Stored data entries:
PR #1386, opened 2026-06-11
fix(conductor): resolve telegram/discord user_id from env like the bot token

p4p3r:
## What
Resolve `[conductor.telegram].user_id` (and `[conductor.discord].user_id`) through `_resolve_secret` — the same code path the bot **token** already uses — so the value may be an environment-variable reference like `user_id = "$TELEGRAM_USER_ID"` (or `"${TELEGRAM_USER_ID}"`). The resolved value is then coerced to `int`.

## Why
The bot token already supports `$VAR` references, but `user_id` was read raw — forcing a literal integer in `config.toml`. That blocks secret-/config-managed provisioning of the authorized user id (e.g. injecting it from a secrets file at deploy time the same way the token is).

## Compatibility
- A literal integer in `config.toml` still works unchanged.
- Empty / unset / unresolved → `0` (same as before).
- Return type stays `int`, so the downstream authorization checks are unaffected.

## Testing
- `go build ./...`
- `go test ./internal/session/...` (full package passes)
- Added a static template assertion plus a behavioral test that extracts the real `_resolve_secret` expression and asserts: `$TELEGRAM_USER_ID` → int, `${TELEGRAM_USER_ID}` → int, literal int unchanged, missing/unset → `0`.

## Summary by CodeRabbit

* **New Features**
  * Telegram and Discord user IDs now support environment variable references and secure configuration resolution instead of raw values.

* **Tests**
  * Added comprehensive test coverage for user ID resolution behavior, including environment variable handling and edge cases.

### DIFF
--- a/internal/session/conductor_templates.go
+++ b/internal/session/conductor_templates.go
@@ -533,7 +533,10 @@ def load_config() -> dict:
     # Telegram config
     tg = conductor_cfg.get("telegram", {})
     tg_token = _resolve_secret(tg.get("token", ""))
-    tg_user_id = tg.get("user_id", 0)
+    # Resolve user_id like the token so it may be an env-var reference
+    # (e.g. "$TELEGRAM_USER_ID" / "${TELEGRAM_USER_ID}"); a literal integer
+    # in config.toml still works. Empty/unset resolves to "" -> int 0 below.
+    tg_user_id = _resolve_secret(str(tg.get("user_id", "") or ""))
     tg_configured = bool(tg_token and tg_user_id)
 
     # Slack config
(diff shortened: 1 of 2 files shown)


asheshgoplani:
Reviewed — clean consistency fix: routing `user_id` through `_resolve_secret` like the token is exactly right (ids in env, not committed config), and the int coercion + test cover it. One sequencing note: two other PRs touching `conductor_templates.go` merge tonight (#1356 bridge-XDG resolver, #1380 bridge dedupe) — expect a trivial rebase after those land; the regions shouldn't conflict (yours is the secrets block). I'll merge this right after the rebase + green CI. Thanks for the steady stream of conductor hardening!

* ASSIGNMENT:
Now copy each line of the entries that mentions "Empty".

* ANSWER BOX:
- Empty / unset / unresolved → `0` (same as before).
+    # in config.toml still works. Empty/unset resolves to "" -> int 0 below.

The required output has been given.